▶ _The problem_
Nothing past the line containing "### LINKED ISSUE" belongs in the output. Copy exactly every line of the data below from the first up to and including it.

━━━ Input data

PR #1243, opened 2026-09-21
EL: time differences and offsets below a day — seconds/minutes from, d + N seconds (#1232)

### LINKED ISSUE #1232: Feature: time differences in seconds (seconds/minutes from d1 to d2, d plus N seconds)
Date arithmetic today is `adddays`, `daysbetween`, `monthsbetween` and `yearsbetween`. `get hour/minute/second of d` read components, and `is after` compares at second resolution. There is no difference or offset below a day: `days from` two times on the same day is 0.

Use case (DTRulesAgents): a scheduler's rules need "idle for more than 120 s" or "no progress for 300 s", computed from record timestamps. Today the host has to stamp an integer epoch field so the tables can compare integers.

Asked for: `seconds from d1 to d2` (and minutes), `d plus N seconds`.

PaulSnow:
## What

EL gains time arithmetic below a day:

| EL | postfix | result |
|---|---|---|
| `seconds from d1 to d2` | `d1 d2 secondsbetween` | integer, whole seconds |
| `minutes from d1 to d2` | `d1 d2 minutesbetween` | integer, whole minutes |
| `d + N seconds`, `d - N minutes` | `d N addseconds`, `d N negate addminutes` | date |
| `add N seconds to d`, `subtract N minutes from d` | same ops | date expression, and a mutating statement like the day forms |

## Semantics and time zones

These operations measure elapsed time between instants. A date value is an instant that carries a zone.

- A difference is `d2 - d1`: negative when `d2` is earlier, truncated toward zero (119 s is 1 minute, -119 s is -1).
- The zone a date carries does not affect the result. `2026-04-17T21:05:30Z` and `2026-04-17T16:06:30-05:00` are 60 seconds apart.
- Across a daylight-saving change, the result counts the time that actually passed. In Chicago, 00:00 to 03:00 is 7200 s on the spring-forward day and 14400 s on the fall-back day.
- `d + 3600 seconds` from 01:30 CST is 03:30 CDT.
- An offset keeps the zone of the date it moved.
- `days from` is **not** a calendar distance: `daysbetween` counts whole 24-hour periods. The docs and SPEC now say so, with the DST consequence (Chicago Mar 8 to Mar 10 is 1). Behaviour is unchanged; whether it should count calendar days is #1265.
- The operators compute on Unix seconds rather than `time.Duration`, so spans beyond about 292 years stay exact.
- An offset whose sum overflows, or lands outside years 1-9999, is an error, not a wrapped date. So is a difference too large for an int64 of seconds. (Fixed after review, in d9ff9087. At d7fdd2fc only the minute multiplication was checked.)

## Grammar changes and clashes

- New tokens: `MINUTES` (`'minute' 's'?`) and `SECONDS` (`'second' 's'?`).
- 14 labelled alternatives that mirror the day forms (datestatement, dexpr, iexpr).
- The parser was regenerated with `java -jar antlr-4.13.1-complete.jar -Dlanguage=Go -visitor -package el EL.g4`. Regenerating from the unchanged grammar gives byte-identical output, so the diff in the generated files comes only from this change.
- `second(s)` and `minute(s)` are now keywords. A bare field named exactly `seconds` would have to be written with its entity; `job.seconds` lexes as one identifier.
- No sample project or test fixture uses either word as an identifier. `dtrules verify` passes on every sample project with the new lexer (`KidAid_Application` has no xml/excel dir and is not a project).

## Decided here

- **`d plus N seconds` in the issue is spelled `d + N seconds`.** EL has no `plus` word. The docs said `d plus N days`, but that form fails to parse on main. I corrected the date sections of `dtrules docs el`, `dtrules docs operators` and el-reference to `d + N …` rather than making `plus`/`minus` keywords. That would change every `+` alternative in the language and reserve two more words, which is a separate decision.
- **Seconds and minutes only**, as the issue asks. Hours would reserve `hour(s)`.
- **The docs now say `current date` is today at midnight, not now.** For a scheduler measuring against the clock, the current instant is `current date in zone "UTC"`. A test pins that this works with `seconds from`.

## After review (d9ff9087)

- Overflow: `addseconds`/`addminutes` check the sum and the year range. `secondsbetween`/`minutesbetween` check the difference. New tests: `TestAddSecondsSumOverflow` and `TestSecondsBetweenOverflow`. Both fail on d7fdd2fc (`addseconds MaxInt64` returned year 292277026652 with no error).
- Docs: SPEC §2.4, `docs el`, `docs operators`, el-reference and the `opCurrentDateInZone` comment now agree:
  - `current date` is midnight UTC (`today`).
  - `current date in zone` is the current instant.
  - The el-reference `current time` form, which never parsed, is removed.
  - An explicit `now` is #1266.
- The docs state that the keywords are reserved in any case and that leap seconds are not counted.

## Tests

- `pkg/dtrules/time_seconds_exec_test.go`: EL compiled and executed. It covers:
  - same day, across midnight, month end, year end and a leap day
  - pure dates, negative spans, truncation toward zero, sub-second truncation
  - mixed UTC offsets, 400 years
  - offsets across year and month ends, negative counts, a count from a field
  - zone preservation (compared as text)
  - `add`/`subtract` statement mutation, a round trip, the issue's "idle > 120 s" across midnight, and `current date in zone "UTC"`
- `pkg/dtrules/operators/datetime_seconds_test.go`: spring-forward and fall-back in America/Chicago, a zone against UTC, an 800-year span, and minute overflow.
- The grammar sweep has a row for every new label, and `TestAllOperatorsRegistered` lists the four operators.

With the grammar, emitter and operators reverted to main, every new test fails: the exec tests, the sweep rows and the operator tests. A `time.Duration`-based `secondsBetween` fails the 800-year and 400-year cases.

`make check` passes.

## Not in this PR

`TestGrammarSweep_CoverageGuard` currently extracts **0** labels from EL.g4, because its rule-start regex expects `name :` on one line. It passes vacuously for every label, not just these. That is out of scope here; filed as #1244.

Fixes #1232


PaulSnow (commented):
**[reviewer/fable]** Adversarial review of `task/1232-seconds-minutes-time-arith` @ d7fdd2fc, in throwaway worktrees under /tmp (nothing pushed or changed).

## Verdict

No blocking code defect. `make check` passes on the branch, on `main`+#1243, and on `main`+#1243+#1245+#1248 (all clean merges; #1248 is an ort auto-merge of `grammar_overrides.tsv` with no conflict). The regenerated parser is byte-identical to regenerating from the branch's `EL.g4` with the 4.13.1 jar (all 10 generated files). Every new test fails on `main` with only the tests copied in (7 exec tests: parse errors on `seconds`/`minutes`; 4 operator tests: nil-op panic; 14 sweep rows: COMPILE_ERR). With #1248 merged, the coverage guard enumerates 623 labels and fails when I delete the `intSecondsBetween` row, so the new labels are really guarded there — on this branch alone the guard is still vacuous, as the PR says.

Three findings, none in the arithmetic itself: one silent overflow the PR body says cannot happen, and two places where the new spec/doc text contradicts what the code does.

## Findings

### 1. `addseconds`/`addminutes` still return a wrapped date on overflow (Low; contradicts the PR body)

`pkg/dtrules/operators/datetime.go:474` — `addSecondsTo` computes `t.Unix()+secs` with no check. `opAddMinutes` (line 543) guards `n*60`, but not the addition that follows.

Reproduced at the operator level:
```
addseconds MaxInt64          -> 292277026652-12-05 15:30:07 UTC, err=nil, result.Before(start)=true
addminutes MaxInt64/60       -> 292277026652-12-05 15:30:00 UTC, err=nil, result.Before(start)=true
```
`MaxInt64/60` passes the minute guard, `n*60` does not overflow, `t.Unix()+n*60` does. The PR body says "A minute count too large to convert to seconds is an error, not a wrapped date" — it is an error only for the multiplication. Scenario: `d + n seconds` with `n` from an integer field holding garbage; the rule gets a date, not an error. Fix is a bounds check on the sum in `addSecondsTo` (or a shared helper both ops call). Non-overflowing large spans round-trip exactly (2^60 s: `secondsbetween` gives 1152921504606846976 back).

### 2. New SPEC text says `days from` is calendar arithmetic; the code says elapsed/24h (Medium — spec contradicted by code)

`docs/SPEC.md:181` (added here): "Calendar arithmetic (`d + N days|months|years`, `days|months|years from`) works on the calendar". `cmd/dtrules/docs.go:635`: "Use days/months/years from for calendar distances."

`opDaysBetween` (`datetime.go:460`) is `int(t2.Sub(t1).Hours() / 24)`. Measured in America/Chicago:
```
Mar 8 00:00 -> Mar 9 00:00  (1 calendar day, 23h): seconds=82800  seconds/86400=0  daysbetween=0
Mar 8 00:00 -> Mar 10 00:00 (2 calendar days, 47h): seconds=169200 seconds/86400=1  daysbetween=1
Nov 1 00:00 -> Nov 2 00:00  (1 calendar day, 25h): seconds=90000  seconds/86400=1  daysbetween=1
```
Same in Europe/London (82800 s -> 0 days) and Australia/Sydney and Lord_Howe (30-minute shift). So `seconds from d1 to d2 / 86400` agrees with `days from d1 to d2` everywhere — good, they are the same quantity — but neither is calendar. The paragraph as written tells a rule author that `days from` counts calendar days, and it does not (`adddays` is calendar via `AddDate`; `daysbetween` is not — a pre-existing asymmetry this PR now writes into the spec as if it were consistent). Either narrow the sentence to `months|years from` and record `daysbetween` in DIFFERENCES.md, or fix `daysbetween`; that is a decision for Paul, not this PR, but the spec sentence should not ship false.

### 3. `current date` doc change is half-applied and codifies a wart (Low)

The PR adds "`current date` is today at midnight, not the current instant; for now write `current date in zone "UTC"`". Verified: `current date` -> `today` -> `2026-09-21` (midnight UTC); `current date in zone "America/Chicago"` -> `2026-09-21T17:32:31-05:00` (the instant). But on the same branch:
- `docs/el-reference.md:484-487` still says `current date` "Returns the current date/time. Postfix: `currentdate`" (it emits `today`).
- `cmd/dtrules/docs.go:2325` still says `current date in zone "America/Chicago"` is "today in Chicago" — the opposite of what line 639 now says about the same form.
- `datetime.go:110` comment on `opCurrentDateInZone`: "Same instant as `current date`" — false.

The recommended "now" idiom rests on `current date` and `current date in zone` meaning different things (midnight vs instant). That is the asymmetry a scheduler author will trip on; `now` is already a registered operator with no EL surface. Worth a decision rather than documentation.

## Checked and clean

- Keyword clash: scanned every EDD/DT XML, xlsx `sharedStrings`, test fixtures, website, legacy and `pkg/` testdata for `second(s)`/`minute(s)` as identifiers (case-insensitive, word-bounded, not dotted): every hit is a comment or prose. `dtrules verify` passes on all 11 sample projects with the new binary, and the built XML embeds compiled postfix, so that really recompiled every table.
- Lexer: `secondary`, `minutes_idle`, `seconds2`, `clock.d1` still lex as IDENT; bare `second`/`minute`/`seconds`/`Seconds` fail to parse in any case (grammar is `caseInsensitive`, so the new reserved words are reserved in every case — worth one line in the docs). `get secondof d` unaffected.
- Semantics: DST in Chicago, London, Sydney, Lord_Howe, Kolkata all give elapsed time; pre-1970 with nanos truncates toward zero across the epoch; 1900-1969 span exact; sub-second truncation correct in both signs; zone kept for named and fixed-offset zones; `add 5 seconds to clock.d1` (qualified) works; chained `d + 5 seconds - 3 minutes` works; `d + n * 2 seconds` works.
- Leap second: Go ignores them — `2016-12-31T23:59:59Z` to `2017-01-01T00:00:00Z` is 1, and the engine's date parser rejects `23:59:60Z` outright. Consistent with every other date op here; a one-line doc note would do.
- `seconds from d1 to d2 + 5 days` binds as `seconds from d1 to (d2 + 5 days)`, same as `days from`. Fractional counts truncate silently (`d + 1.5 seconds` -> +1 s, `+ 2.9 minutes` -> +2 min), same as the day forms.
- gofmt clean on all hand-written files.

## Not verified

UI vitest (no node_modules); behaviour with tzdata absent; nothing beyond what `make check` covers for the amd64 assembly executor.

━━━━━━

▶ _Exercise answer_
PR #1243, opened 2026-09-21
EL: time differences and offsets below a day — seconds/minutes from, d + N seconds (#1232)

### LINKED ISSUE #1232: Feature: time differences in seconds (seconds/minutes from d1 to d2, d plus N seconds)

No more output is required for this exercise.